Стало очевидным, что Реван не поддается действию мераши. Хьюберт раздраженно хлопнул по руке одного из стражников, державших Ревана.
– Ладно, отпустите его. Не знаю, кто он такой, но точно не Дерини. Может, он и впрямь послан Господом, чтобы избавить нас от этого проклятия. Не ведаю. Пусть нам подведут лошадей. Я устал от всего этого. А нас с его высочеством еще ждет одно незаконченное дело по возвращении в Валорет.
Глава XXVI
Нет мне мира, нет покоя, нет отрады: постигло несчастье.[27]27
Иов 3:26
[Закрыть]
Джаван так долго стоял на коленях, что уже не чуял под собой ног, однако сознавал, что не может ни встать, ни изменить позу. Вот уже почти час он пробыл здесь, в этой крохотной полутемной келье без окон, куда архиепископ обычно отправлял провинившихся монахов. Жесткая молитвенная скамеечка была установлена спиной к двери, и на поверхности ее не то что не было обычной подушечки, а наоборот, были вырезаны из дерева кресты, глубоко впечатывавшиеся в кожу. Прямо на уровне глаз на беленой стене было изображение распятого Иисуса на кресте, окровавленного, мучающегося в агонии – такой Христос не ведал жалости к несчастным, ожидавшим наказания.
Об этой келейке Джаван слышал и раньше, но вот видел ее впервые.

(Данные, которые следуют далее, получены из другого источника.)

PR #361, opened 2023-10-10
SquareRootModel: an  electric field dependent temperature model

hervasa2:
Added the temperature model implemented in _siggen_.

The parameterization for the longitudinal drift velocity temperature dependence, ``v_l``, as a function of the electric 
field strength, ``E``, was proposed by [M.Ali Omar, Lino Reggiani](https://www.sciencedirect.com/science/article/pii/0038110187900633):
```math
v_l(T) = v_l(T_0)f(T)/f(T_0) 
```
where v_l(T_0) is a known velocity at reference temperature ``T_0``. The temperature dependence, ``f(T)``,  is parametrized as:
```math
f(T) =  V_s(T)\frac{E/E_c(T)}{(1 + (E/E_c(T))^2)^{1/2}}
```
where 
```math
E_c(T) = V_s(T)/\mu_0(T)~, \quad V_s(T) = B\tanh^{1/2}(\theta/2T)~, \quad\mu_0(T) = A/T^P
```
The four parameters, ``A`` (``\mu_0`` at ``T=1``K), ``P``, ``B``, ``\theta``, are different
for electrons and holes. The work was confined to the fields along the <100> axis. Here the same values are assumed for the <111> axis. 

`println(sim.detector.semiconductor.charge_drift_model.temperaturemodel)`
```
________SquareRootModel________
V_s(T) = Btanh^{1/2}(theta/2T) and mu_0(T) = A/T^P

---Temperature settings---
Crystal temperature:  	95.0
Reference temperature:	78.0

---Fitting parameters---
   	e100      	h100
A 	5660.0   	163000.0
P 	-1.68   	-2.398
B 	130000.0   	120000.0
theta 	200.0   	200.0
```
`SSD.scale_to_given_temperature(T(1000), sim.detector.semiconductor.charge_drift_model.temperaturemodel)`
`(0.71818286f0, 0.71818286f0, 0.62357354f0, 0.62357354f0)`
drift_vel_temp_corr


fhagemann (commented):
Thanks for the initiative. 
I think it doesn't harm to implement the exact same temperature model as in _siggen_ to be able to compare results determined from both simulation packages.

One thought: the model you are quoting seems very similar to the parameterization of the longitudinal drift velocity used in the `ADLChargeDriftModel`. Can we maybe find a way to scale the parameters of `ADLChargeDriftModel` rather than the final drift velocity?
This might allow to speed up the code as we could avoid calling `scale_to_given_temperature` in every step of the charge drift simulation.

oschulz:
@hervasa2 is this still active?

hervasa2:
Lets keep it open since its something we definitely need it. I think we should proceed with @fhagemann suggestion. Will get to it soon.

hervasa2:
I'm not sure you understood what I am suggesting. It's exactly something like your `scale_to_temperature(cdm::ADL2016ChargeDriftModel{T,M,N}, Temp...}`. However, instead of using the parameters from the Omar and Reggiani paper directly in this function, I scale the velocities with the Omar and Reggiani parameters and fit them with mu, beta, and E0 completely free. Thus I predetermine mu(T), beta(T), and E0(T) numerically. This gives the best possible fit without adding additional parameters to the ADL2016ChargeDriftModel. Thus temperature scaling happens on the parameters of the model itself, not on EVERY step of charge drift. Note that in my fit at 100 K for holes on <100> I don't use beta = 2, but the best fit parameters beta = 1.05....

hervasa2:
Ideally we would not use the square root model at all. We would just fit ADL2016ChargeDriftModel to the data Omar and Reggiani used. But we don't have that. My intent here is to recreate their data with their parameters and provide the best possible fit, leaving all parameters free. I see no reason why to fix beta at its value at 77K.

hervasa2:
I will go ahead and create a new PR. We can discuss further there.

hervasa2:
For work in progress please see https://github.com/hervasa2/SolidStateDetectors.jl/commit/3a3f5d4b0e26afa4fe1956d764e582cf9d8c9073

fhagemann:
> Also note that my intent is to reproduce this original PR without using `scale_to_given_temperature`. This is for the sake of comparison to siggen. However if we are already deviating from the exact scaling used in siggen, we might as well just apply what is best: (as in your thesis) leaving beta fixed and using the mu and E0 scaling suggested by Omar and Reggiani (since this reproduces your data well).

Would it be bit work implementing both (beta fixed and beta T-dependent) and letting the user choose.
I'm just wondering: in case somewhere were to use the `ADL2016ChargeDriftModel` with other values for mu0, E0, and beta -- would they have to rerun your analysis to get the correct scaling according to the square-root-model, or would SSD do that for them?

fhagemann:
>  Screenshot 2025-11-12 at 18 47 46 

For this plot: you said you are using a cubic function to fit this.
Is this functions also well described using a power law: 
$$\dfrac{\mu_0(T)}{\mu{T_0}} = \left(\dfrac{T_0}{T}\right)^p$$ 
and, if so, is the parameter $p$ close to the value reported in the Omar/Reggiani paper?

hervasa2:
> For this plot: you said you are using a cubic function to fit this.
Is this functions also well described using a power law:

Here is the power law fit. The fit value doesn't match the P = 2.4 for holes. I am inclined to abandon the direct reproduction of Omar and Reggiani temperature scaling used in siggen (since we are getting rid of `scale_to_given_temperature`).

Screenshot 2025-11-13 at 18 30 23

PR #369, opened 2024-01-28
Add constructor for `ADLChargeDriftModel`

### LINKED ISSUE #252: Add constructor method for `ADLChargeDriftModel` (and others)
Right now the ADL charge drift model is usually constructed from a configuration file. 

I think it would be nice to also have a constructor function for it,
which takes all the parameters, `e100μ0` ..., as keyword arguments 
(defaults would be the values from the ADL paper(s) which we can update once we have better ones). 

The current method taking the configuration-file (dictionary) as input should than just pass the values to that keyword constructor method.

Same for the temperature model constructors.

fhagemann:
This PR improves the convenience of the `ADLChargeDriftModel` constructor and closes #252.

Previously, the `ADLChargeDriftModel` was always constructed from a config file. Now:
- it can also be constructed from a dictionary in a Julia session
- parameters in the config file or the config dict can have units
- the syntax of the config file/dict is checked before parsing it
- single parameter values can be overwritten using keyword arguments (with/without units), e.g.
```julia
ADLChargeDriftModel(e100μ0 = 40000u"cm^2/(V*s)", h100β = 2, h111E0 = 50u"V/cm")
```


src/ChargeDriftModels/ADLChargeDriftModel/ADLChargeDriftModel.jl
```diff
@@ -159,39 +159,88 @@ function ADLChargeDriftModel{T,M,N,TM}(chargedriftmodel::ADLChargeDriftModel{<:A
...
-    e111 = VelocityParameters{T}(e111mu0, e111beta, e111E0, e111mun)
-    h100 = VelocityParameters{T}(h100mu0, h100beta, h100E0, 0)
-    h111 = VelocityParameters{T}(h111mu0, h111beta, h111E0, 0)
+
+ADLChargeDriftModel{T}(args...; kwargs...) where {T <: SSDFloat} = ADLChargeDriftModel(args...; T=T, kwargs...)
+
+const defaultADLfile = joinpath(get_path_to_example_config_files(), "ADLChargeDriftModel/drift_velocity_config.yaml")
+function ADLChargeDriftModel(configfilename::AbstractString = defaultADLfile; kwargs...)
+    ADLChargeDriftModel(parse_config_file(configfilename); kwargs...)
+end
```
fhagemann, line 168: If no config file is provided, the default ADLChargeDriftModel parameters are loaded as basis.

src/ConstructiveSolidGeometry/IO.jl
```diff
@@ -58,8 +58,11 @@ end
 
 # parses dictionary entries of type Real or String to their value in internal units
 @inline _parse_value(::Type{T}, x::Real, unit::Unitful.Units) where {T} = T(to_internal_units(float(x) * unit))
-@inline _parse_value(::Type{T}, x::Quantity, unit::Unitful.Units) where {T} = T(ustrip(unit, x))
-@inline _parse_value(::Type{T}, s::String, ::Unitful.Units) where {T} = T(to_internal_units(uparse(s)))
+@inline _parse_value(::Type{T}, x::Quantity, unit::Unitful.Units) where {T} = begin
+    if dimension(x) != dimension(unit) throw(ConfigFileError("The quantity '$(x)' cannot be converted to unit '$(unit)'")) end
+    T(to_internal_units(float(x)))
+end
+@inline _parse_value(::Type{T}, s::String, unit::Unitful.Units) where {T} = _parse_value(T, uparse(s), unit)
```
fhagemann, line 65: `_parse_value` now also checks whether the passed value has the correct dimensions and throws a `ConfigFileError` if it doesn't

test/ADLChargeDriftModel.jl
```diff
@@ -124,3 +126,76 @@ for T in (Float32, Float64)
...
+
+end
+
+@testset "Modify mobility parameters using keyword arguments" begin
+    cdm = ADLChargeDriftModel{Float64}(e100μ0 = 40000u"cm^2/(V*s)", e111μn = 5u"cm^2/(V*s)", h100β = 2, h111E0 = 50u"V/cm")
+    @test cdm.electrons.axis100.mu0 == 4.0     # internal unit is m^2/(V*s)
+    @test cdm.electrons.axis111.mun == 0.0005  # internal unit is m^2/(V*s)
+    @test cdm.holes.axis100.beta == 2.0        # no unit conversion
+    @test cdm.holes.axis111.E0 == 5000.0       # internal unit is V/m
+end
```
fhagemann, line 159: Internally, the parameter values are stored in `internal_units`

PR #370, opened 2024-02-01
Update to Documenter v1

oschulz:


docs/make.jl
```diff
@@ -54,7 +54,7 @@ makedocs(
     doctest = ("fixdoctests" in ARGS) ? :fix : true,
     format = Documenter.HTML(canonical = "https://JuliaPhysics.github.io/SolidStateDetectors.jl/stable/", prettyurls = !("local" in ARGS)),
     linkcheck = ("linkcheck" in ARGS),
-    strict = !("local" in ARGS),
+    warnonly = ("nonstrict" in ARGS),
```
fhagemann, line 57: Why would you rename this...

docs/make.jl
```diff
@@ -54,7 +54,7 @@ makedocs(
     doctest = ("fixdoctests" in ARGS) ? :fix : true,
     format = Documenter.HTML(canonical = "https://JuliaPhysics.github.io/SolidStateDetectors.jl/stable/", prettyurls = !("local" in ARGS)),
```
fhagemann, line 55: ... but not this?

We use the `"local"` keyword whenever building docs on our local computers.
Not sure what you intend with `"nonstrict"` instead of `"local"` here?

oschulz: I want to keep this consistent between our packages, I made the switch in the other packages as well. I think `nonstrict` is semantically clearer than `local`.

oschulz: The `local` in regard to `prettyurls` actually serves a different function, it's to build static HTML docs that don't need a local HTTP server to function properly (though now that VS-Code has such functionality out-of-the-box, we probably will use `local` less often).

oschulz:
@fhagemann there are a bunch of errors "invalid local link/image: path pointing to a file outside of build directory in src/api.md" now with Documenter v1, not sure if Documenter has just become more picky with checks, of if this a new requirement in Documenter v1.

fhagemann:
The problem is that the docstrings include links to images (which anyhow did not seem to work previously).
I removed the lines from the respective docstrings, let's see whether this fixes the failing tests.

fhagemann:
I‘m a bit concerned about the fact that the docs now take longer than the tests (.) @oschulz 

it used to be something like 6min in the past, now 40 min

oschulz:
> I‘m a bit concerned about the fact that the docs now take longer than the tests

Yes, that's no good. I just don't know why ...

fhagemann:
Building the documentation in `julia-1.10` for now, because it takes somewhat longer on `julia-1.11`

PR #372, opened 2024-02-13
Add Downgrade CI

fhagemann:
This was a bit of PITA and took quite some time, but it's for a good cause! 

[Downgrade CI](https://discourse.julialang.org/t/psa-add-downgrade-ci-to-better-check-version-compatability/110063) can be used to check whether the versions bounds in `compat` are actually supported.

Он еще решил, что ему здорово повезло, ведь Хьюберт вполне мог бы отправить его и в башенную темницу. Он ощущал присутствие архиепископа у себя за спиной, темное и угрожающее. Единственный факел, горевший у двери, отбрасывал свет на епископское кресло у стены напротив.
Он осветил также фигуру Хьюберта, когда тот поднялся и встал перед Джаваном, поигрывая хлыстом с узлами, именуемым «малым учителем».
– Вы бросили мне вызов прилюдно, Джаван. – Архиепископ впервые подал голос с того момента, как вошел в келью. Тон его был обманчиво мягким. – Я могу простить многое, ибо вы еще молоды, но только не публичное ослушание, особенно в той ситуации, когда вам могла грозить опасность.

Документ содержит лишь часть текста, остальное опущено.